На небольшом бугорке появился маленький трехоконный домик с покосившейся крышей. Из трубы тоненькими ниточками бежал дымок. Открыв дверь, я попал в сени, затем, отодвинув на дверном проеме тоненькое одеяльце, вошел в чистую комнату. Слева в углу на красном плюшевом диване лежал седой и страшно изможденный старичок.

— Родной! — кинувшись к нему, прошептала одна из старушек. — Что же ты кашку не скушал? И компот…

Голова у старичка задрожала.

— Вот мы доктора привели, — поправляя под ним подушку, сказала вторая. — Доктор поможет.

Старичок был робок, беззащитен. Казалось, стоит дунуть, и он рассыплется. Я присел на поданный стул. Представился.

— Архимандрит Антоний! Точнее, бывший… — представился и он.

Я опешил. Вот те на! Передо мною настоящий архимандрит, хотя и бывший!..

Осмотрев и прослушав его, я понял, что у старичка ипохондрия. Успокоил его, прописал необходимые средства.

Старушки пригласили меня к чаю. И я решил немного посидеть. Долго я не решался переспросить старичка, а потом все же переспросил:

— Скажите, а вы правда архимандрит?

— Правда… а что?

И тут я не выдержал и начал:

— Вы знаете… У меня есть друг, и его тоже, как и вас, Архимандритом зовут, — и, весь подавшись к нему, я принялся рассказывать о случае с телеграммой.

Рассказываю. А сам гляжу, что упавший было духом старичок на руки привстал, потом ногами задвигал. Ну а потом и нос у него покраснел, да и глазки зачесались. И не успел я ему досказать свою историю, как он неожиданно стал хохотать.

— Почему вы смеетесь? Тут плакать надо… Вот читайте… — и подаю ему телеграмму.

Надев очки, он начал читать. Прочитав телеграмму, он спросил:

— Эту телеграмму Люська отправляла?

— Да, Люська.

— Так она же ведьма…

— Как?

— Так.

И замолк. Он смотрел в потолок, и взгляд его был такой особенный, как будто он что важное вспоминал. Потом вдруг, отвлекшись от своих мыслей, он опять с улыбкой посмотрел на меня.

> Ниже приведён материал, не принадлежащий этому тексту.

PR #5129, opened 2023-03-08
[NOTEPAD] Arabic also uses Right-to-Left (RTL) layout

katahiromz:
## Purpose
The Arabic user uses Right-to-Left (RTL) layout. Notepad should support RTL.

## Proposed changes

- Use `PRIMARYLANGID` macro to get the primary language ID.
- Add Arabic case.

### DIFF
--- a/base/applications/notepad/main.c
+++ b/base/applications/notepad/main.c
@@ -573,6 +573,7 @@ int WINAPI _tWinMain(HINSTANCE hInstance, HINSTANCE prev, LPTSTR cmdline, int sh
     static const TCHAR className[] = _T("Notepad");
     static const TCHAR winName[] = _T("Notepad");
 
+    /* Arabic and Hebrew are Right-to-Left */
     switch (PRIMARYLANGID(GetUserDefaultUILanguage()))
     {
         case LANG_ARABIC:
--- a/base/applications/notepad/main.c
+++ b/base/applications/notepad/main.c
@@ -573,14 +573,12 @@ int WINAPI _tWinMain(HINSTANCE hInstance, HINSTANCE prev, LPTSTR cmdline, int sh
     static const TCHAR className[] = _T("Notepad");
     static const TCHAR winName[] = _T("Notepad");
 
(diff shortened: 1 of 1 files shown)


base/applications/notepad/main.c
```diff
@@ -573,14 +573,13 @@ int WINAPI _tWinMain(HINSTANCE hInstance, HINSTANCE prev, LPTSTR cmdline, int sh
...
-    case MAKELANGID(LANG_HEBREW, SUBLANG_DEFAULT):
-        SetProcessDefaultLayout(LAYOUT_RTL);
-        break;
-
-    default:
-        break;
+        case LANG_ARABIC:
+        case LANG_HEBREW:
+            SetProcessDefaultLayout(LAYOUT_RTL);
+            break;
```
learn-more, line 582: Why is this required, this seems like something that should be done by the OS?
Does it need this when running our Notepad on an RTL Windows machine?

HBelusca: It's automatically done by the OS **only if** the file description string version resource contains two left-to-right marks, as done e.g. in https://git.reactos.org/?p=reactos.git;a=blob;f=base/setup/welcome/lang/he-IL.rc;hb=5bc045c041f0c90d54f009c622d085422c80b662
See also https://devblogs.microsoft.com/oldnewthing/20100611-00/?p=13743

katahiromz: https://github.com/reactos/reactos/blob/2f43d9c18338722999f18630dabd77821a1d79cb/base/applications/notepad/rsrc.rc#L26

katahiromz: https://github.com/reactos/reactos/blob/35a816a24e3b7b5752a287686c9df833af6d07a9/sdk/include/reactos/version.rc#L121

HBelusca:
Actually there is no point in having this PR, because literally **no** ReactOS application is translated in arabic so far, except for OSK.

katahiromz:
Superceded by #5138. Closed.

PR #5132, opened 2023-03-08
[NOTEPAD] Use Globals.hMainWnd in ShowLastError

katahiromz:
## Purpose
Improving UI/UX by making `Globals.hMainWnd` the owner of the message box.

## Proposed changes

- Use `Globals.hMainWnd` variable in `ShowLastError` function.

## Comparison
BEFORE: Try to open a folder by dragging & dropping.
image
Since the owner of the messsage box was `NULL`, the message box could be overlapped by the main window.

### DIFF
--- a/base/applications/notepad/dialog.c
+++ b/base/applications/notepad/dialog.c
@@ -75,7 +75,7 @@ VOID ShowLastError(VOID)
                       0,
                       NULL);
 
-        MessageBox(NULL, lpMsgBuf, szTitle, MB_OK | MB_ICONERROR);
+        MessageBox(Globals.hMainWnd, lpMsgBuf, szTitle, MB_OK | MB_ICONERROR);
         LocalFree(lpMsgBuf);
     }
 }


katahiromz:
Wrong implementation. Closed.

JoachimHenze (changes requested):
No this change is not correct.
We do have code in main.c of the kind:

    if (!Globals.hMainWnd)
    {
        ShowLastError();
        ExitProcess(1);
    }

katahiromz:
We can specify NULL to the 1st parameter of `MessageBox`. Nothing wrong.

learn-more:
> No this change is not correct. We do have code in main.c of the kind:
> 
> ```
> if (!Globals.hMainWnd)
> {
>     ShowLastError();
>     ExitProcess(1);
> }
> ```

So you are saying that `MessageBox(NULL, ...` is fine,
but 
```
Globals.hMainWnd = NULL;
MessageBox(Globals.hMainWnd, ...
```
is not fine?

HBelusca (approved):

PR #5135, opened 2023-03-08
[NOTEPAD] Refactor around _tWinMain

katahiromz:
## Purpose
Refactoring to improve prospects.

## Proposed changes

- Add `hInstance` parameter to `NOTEPAD_InitData`.
- Move some code in `_tWinMain` into `NOTEPAD_InitData`.
- Move some code in `_tWinMain` into `WM_CREATE` handling.
- Move some code in `WM_CLOSE` handling into `WM_DESTROY` handling.
- Fix the exit code of `_tWinMain`.

## TODO

- [x] Do tests.

### DIFF
--- a/base/applications/notepad/main.c
+++ b/base/applications/notepad/main.c
@@ -614,7 +614,6 @@ int WINAPI _tWinMain(HINSTANCE hInstance, HINSTANCE prev, LPTSTR cmdline, int sh
                                         GetSystemMetrics(SM_CXSMICON),
                                         GetSystemMetrics(SM_CYSMICON),
                                         0);
-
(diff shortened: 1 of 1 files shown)


JoachimHenze:
You explained what you did here. But you didn't explain yet why the new state is better than the old one.

katahiromz:
At first, the `WM_DESTROYCLIPBOARD` handling is needless in Notepad.

Second, the message handler has its specific role. We should conceal the detailed implementation from outside.

katahiromz:
It sounds like `"Flat Model vs. Encapsulated Model"`.
There're some room to debate about it.

PR #5136, opened 2023-03-08
[NTOS:CM] Set alternative system architecture field on PC-98

disean:
## Purpose

This is needed by some 3rd party drivers.

## Proposed changes

- Initialize the alternative system architecture field

### DIFF
--- a/ntoskrnl/config/cmconfig.c
+++ b/ntoskrnl/config/cmconfig.c
@@ -333,6 +333,11 @@ CmpInitializeHardwareConfiguration(IN PLOADER_PARAMETER_BLOCK LoaderBlock)
     ULONG Disposition;
     UNICODE_STRING KeyName;
 
+    /* Set the alternative system architecture information */
+#if defined(SARCH_PC98)
+    SharedUserData->AlternativeArchitecture = NEC98x86;
+#endif
+
     /* Setup the key name */
     RtlInitUnicodeString(&KeyName,
                          L"\\Registry\\Machine\\Hardware\\DeviceMap");


ntoskrnl/config/i386/cmhardwr.c
```diff
@@ -251,6 +252,11 @@ CmpInitializeMachineDependentConfiguration(IN PLOADER_PARAMETER_BLOCK LoaderBloc
     extern UNICODE_STRING KeRosProcessorName, KeRosBiosDate, KeRosBiosVersion;
     extern UNICODE_STRING KeRosVideoBiosDate, KeRosVideoBiosVersion;
 
+    /* Set the alternative system architecture information */
```
HBelusca, line 255: Technically this is done in CmpInitializeHardwareConfiguration, in case the configuration tree contains the "NEC PC-98" identifier (set by the NT loader, see https://git.reactos.org/?p=reactos.git;a=blob;f=boot/freeldr/freeldr/arch/i386/pc98/pc98hw.c;hb=8e0c920fd2649b1127abe37b88f5753647df5d7d#l1200 ).

disean: Moved into the CmpInitializeHardwareConfiguration function. An identifier check would be pointless since all of this information is already known to the kernel

julenuri (changes requested):

ntoskrnl/config/cmconfig.c
```diff
@@ -333,6 +333,11 @@ CmpInitializeHardwareConfiguration(IN PLOADER_PARAMETER_BLOCK LoaderBlock)
     ULONG Disposition;
     UNICODE_STRING KeyName;
 
+    /* Set the alternative system architecture information */
+#if defined(SARCH_PC98)
+    SharedUserData->AlternativeArchitecture = NEC98x86;
```
julenuri, line 338: A user suggest to replace 
"SharedUserData->AlternativeArchitecture = NEC98x86;" 
with a macro 
"SetNEC_98;"

julenuri (approved):

ntoskrnl/config/cmconfig.c
julenuri, line 338: A experienced user suggest under the debate field to replace the thing with the macro
```suggestion
    SetNEC_98;
```

julenuri (changes requested):

HBelusca (approved):

ntoskrnl/config/cmconfig.c
julenuri: Ok :)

— Эх, сынок, сынок, — с легкой усмешкой произнес он. — Да ежели хочешь знать… Эта Люська своими телеграммами стольким людям неприятностей принесла, ее вот за эти самые телеграммы «сосом» прозвали. Вот и я теперь тоже из-за нее стал архимандритом бывшим. Вместо: «Встречайте Антония Белкина» — она в монастырь отстучала: «Встречайте Антония с беременной».

— Да вы что?..

— Да-да! — повернувшись на бок, произнес старичок и, наверное, чтобы вывести меня из оцепенения, с шуткой спросил:

— И что ваш друг на кафедре преподает?

— Он на кафедре философии… курс атеизма читает, — ответил я.

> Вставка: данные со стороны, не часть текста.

PR #5138, opened 2023-03-08
[APPLICATIONS] Enable mirroring for right-to-left languages from resources.

HBelusca:
Currently done only for Hebrew, since ReactOS doesn't have the other ones (e.g. Arabic, Persian, etc.)

Supersedes PR #5129

### DIFF
--- a/base/applications/charmap/lang/he-IL.rc
+++ b/base/applications/charmap/lang/he-IL.rc
@@ -1,6 +1,14 @@
 /* Translated by Baruch Rutman */
 LANGUAGE LANG_HEBREW, SUBLANG_DEFAULT
 
+/*
+ * Enable RTL mirroring by adding two left-to-right marks (LRMs)
+ * in front of the FileDescription value of the version stamping.
+ */
+#undef REACTOS_STR_FILE_DESCRIPTION
+#define REACTOS_STR_FILE_DESCRIPTION    L"\x200e\x200e" L"ReactOS Character Map"
+#include <reactos/version.rc>
+
 IDD_CHARMAP DIALOGEX 6, 6, 292, 224
 FONT 8, "MS Shell Dlg", 0, 0
 STYLE DS_SHELLFONT | WS_CHILD | WS_VISIBLE
--- a/base/applications/charmap/charmap.c
+++ b/base/applications/charmap/charmap.c
@@ -680,17 +680,6 @@ wWinMain(HINSTANCE hInst,
 
     hInstance = hInst;
 
-    /* Mirroring code for the titlebar */
-    switch (GetUserDefaultUILanguage())
-    {
-        case MAKELANGID(LANG_HEBREW, SUBLANG_DEFAULT):
-            SetProcessDefaultLayout(LAYOUT_RTL);
-            break;
-
-        default:
-            break;
-    }
-
     iccx.dwSize = sizeof(INITCOMMONCONTROLSEX);
     iccx.dwICC = ICC_TAB_CLASSES;
     InitCommonControlsEx(&iccx);
--- a/base/applications/clipbrd/clipbrd.c
+++ b/base/applications/clipbrd/clipbrd.c
@@ -675,16 +675,6 @@ int WINAPI wWinMain(HINSTANCE hInstance, HINSTANCE hPrevInstance, LPWSTR lpCmdLi
         return 0;
     }
 
-    switch (GetUserDefaultUILanguage())
-    {
-        case MAKELANGID(LANG_HEBREW, SUBLANG_DEFAULT):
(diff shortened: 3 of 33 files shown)


HBelusca:
Cc @peterooch @reactos/lang-hebrew

base/applications/charmap/lang/he-IL.rc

И тут старичок так заржал, что чуть было не слетел с дивана.

— Ну и ведьма… Ну и ведьма…

Лицо его зарумянилось. Видно, прежние силы вновь вернулись к нему. А какой аппетит появился у старичка, если бы вы только знали. Он при мне тарелку каши съел и выпил ковш компота.

— Надо же вы какой, доктор, — хвалили меня старушки.

— Так это не я, — объяснял я им. — Друг у меня есть… Ну вот и он…

А через несколько дней получил я телеграмму. Друг и вся кафедра приглашали меня на свадьбу.

Поздним вечером вызвали «Скорую». Какая-то женщина из пригорода в испуге позвонила: «Скорее… скорее… Умирает соседка…»

Полчаса добирались. Снегом перемело почти все дороги. Но водитель мастерски крутил баранку, и мы ни разу не забуксовали, хотя машину на поворотах так заносило, что порой казалось, что мы вот-вот перевернемся.

Наконец сквозь непроглядную тьму вырисовывается двухэтажное здание. Крайний подъезд освещен. Видно, там уже дожидаются нас.

— Ну, доктор, давай действуй! — проворно остановив машину, кричит шофер и дует на пальцы.

Торопливо поднимаюсь за женщиной, одетой в длинное мужское пальто, на второй этаж.

— Я слышу, за стенкой что-то упало, а потом вдруг девочка как закричит, как закричит… — торопливо рассказывает она на ходу и касается дрожащими пальцами стен. — Дверь чуть-чуть приоткрыла, а она, гляжу, вся белая лежит.

Я тут же узнаю квартиру по доносящемуся из-за двери детскому плачу.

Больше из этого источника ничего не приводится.